Here, we have investigated structural, optical and magnetic properties of CeCr_1-xFe_xO₃ (0.2 ≤ x ≤ 0.5) nanoparticles synthesized through combustion technique. Structural parameters determined from refinement shows that with increase in x from 0.2 to 0.5, both lattice parameters and volume increase. In addition to Fe³⁺ and Cr³⁺, we observe Fe²⁺ and Cr⁶⁺ from XPS (X-ray photoelectron spectroscopy) spectra and the concentration of Fe²⁺ increases more than that of Cr⁶⁺, showing an increase in lattice parameters. Band gap varies from 2.56 to 1.15 eV with increasing x from 0.2 to 0.5 which is ascribed to an increase in the ratio of Fe²⁺ to Fe³⁺ along with the increase in particle size. Surprisingly, the spin reorientation temperature, T_SR increases from 62 K to 138 K with increase in x from 0.2 to 0.5 respectively. The increase in T_SR is attributed to the enhanced Ce³⁺-Fe³⁺ interaction at the expense of Ce³⁺-Cr³⁺ interaction. Besides, an anomalous increase in H_C has been observed at the vicinity of T_SR irrespective of composition.
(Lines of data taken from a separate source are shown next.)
PR #1837, opened 2025-09-30
Add a switch to control the display of search category

kuang5:
PURR Ticket #2305

User initiated a file publication. When user chooses the "Series/Dataset" in the search category UI in tag section of publication submission process, the publication's type is going to be set to a series publication. 

The change is to add a switch to control the displaying of the search category user interface. By default the switch is set to on. On PURR, we are going to turn it off so the file publication won't be set to a series type since there will be not a radio button for user to choose.

Test procedure:
1. Create a file publication. Navigate to the tag section and you should see the search category user interface that allows you to choose Datasets or Series/Dataset.
2. Login on admin interface and access the configuration of publication component. Set the Search category to off and save the changes.
3. Create a new file publication and navigate to the tag section. You won't see the search category user interface anymore.

### DIFF
--- a/core/plugins/projects/publications/views/draft/tmpl/tags.php
+++ b/core/plugins/projects/publications/views/draft/tmpl/tags.php
@@ -18,6 +18,8 @@ $elName = "tagsPick";
 // Get curator status
 $curatorStatus = $this->pub->_curationModel->getCurationStatus($this->pub, $this->step, 0, 'author');
 
+$searchCategory = $this->pub->config('search_category');
+
 ?>
 
 <!-- Load content selection browser //-->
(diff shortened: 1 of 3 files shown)


core/plugins/projects/publications/views/draft/tmpl/tags.php
nkissebe, line 1: I think you need to add a default value ",1" in the config('search_category') so exist hubs that haven't saved this parameter yet will default to the correct value. Kinda a buggy part of how parameters are created and saved.

kuang5: I have added the default value 1 in the statement below:
$searchCategory = $this->pub->config('search_category', 1);

PR #1844, opened 2025-11-15
avoid loading invalid images

denphi:
avoid loading invalid images

### DIFF
--- a/core/libraries/Hubzero/Image/Processor.php
+++ b/core/libraries/Hubzero/Image/Processor.php
@@ -141,7 +141,7 @@ class Processor extends Obj
 	{
 		try
 		{
-			if (!is_readable($this->source)) {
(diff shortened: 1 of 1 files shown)


nkissebe:
I'll take it as is. But the display function is now more limited in the image file types than it was originally. (see https://www.php.net/manual/en/image.constants.php#constant.imagetype-gif), We'll see if this comes up and add image types if needed.

denphi:
> I'll take it as is. But the display function is now more limited in the image file types than it was originally. (see https://www.php.net/manual/en/image.constants.php#constant.imagetype-gif), We'll see if this comes up and add image types if needed.

I was not sure of committing that restriction until I saw the code was already checking for those: 
https://github.com/hubzero/hubzero-cms/blob/2.4-main/core/libraries/Hubzero/Image/Processor.php#L165

PR #1846, opened 2025-11-18
Update language in plg_projects_publications

kuang5:
We want to change the language "You should expect to hear back from us in the next few days" as attached to "You should expect to hear back from us within 5-10 business days.".
thumbnail_image

Submit a file publication and check whether the language shows as "You should expect to hear back from us within 5-10 business days." on the publication page with dataset's pending approval status.


nkissebe:
Issue was resolved through a language override

PR #1853, opened 2026-01-12
Not all users are added to totals

denphi:
User totals are currently inconsistent in the Members Usage.

At the moment, users who access content only on landing pages (e.g., courses, workshops) appear in the tables but are not included in the aggregated totals, resulting in mismatched numbers within the page.

There should be a single, consistent source of truth. Either: Landing page users are excluded everywhere (tables and totals), or Landing page users are included everywhere.

This PR does the second option.


nkissebe:
Already committed in 657897dfc29037b1b5338eec9903c0f08f1b0160

PR #1854, opened 2026-01-15
Restore truncated url

denphi:
https://nanohub.org/support/ticket/497522

Long URLs are truncated by the VARCHAR(255) `url` column, causing broken redirects even though the full URL exists in the `content` field.

Added a fallback at the redirection point to detect truncated URLs and recover the full URL from the `content` field.


nkissebe:
Already committed in 65c7af7808e54c6a790e300ca700d6b4b2da5829

PR #1870, opened 2026-04-02
Fix com_installer errors reported as success

pascal-meunier:
This is a fix for https://qubeshub.org/support/ticket/5149 where a custom extension was reported as successfully installed but "git pull" had failed internally.
in views/customexts/tmpl/merged.php the list of success and failed messages is handled separately and a success message won't overwrite a failure message.
There are 2 more messages in language/en-GB/en-GB.com_installer.ini depending on how the git pull failed.
In controllers/customexts.php we check for indications of problems: a null value, an empty array (success) and an array of error strings.


pascal-meunier:
urgh, I meant to make a pull request into the 2.4 branch.

PR #27, opened 2018-04-11
DM-13878: Confirm that ap_verify's documentation is sphinx-buildable

kfindeisen:
This PR brings `ap_verify` in sync with other Sphinx-documented packages. Fortunately, most of the changes that needed to be made were cosmetic.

With increasing x, the increase in Fe²⁺ concentration introduces double exchange interaction (Cr³⁺/Fe³⁺-Fe²⁺) and results in transition from complex antiferromagnetic (AFM) behavior to ferromagnetic (FM) one when x = 0.5. The enhancement in T_SR along with tunable coercivity make these materials a potential candidate for spintronics, and magnetic switching devices.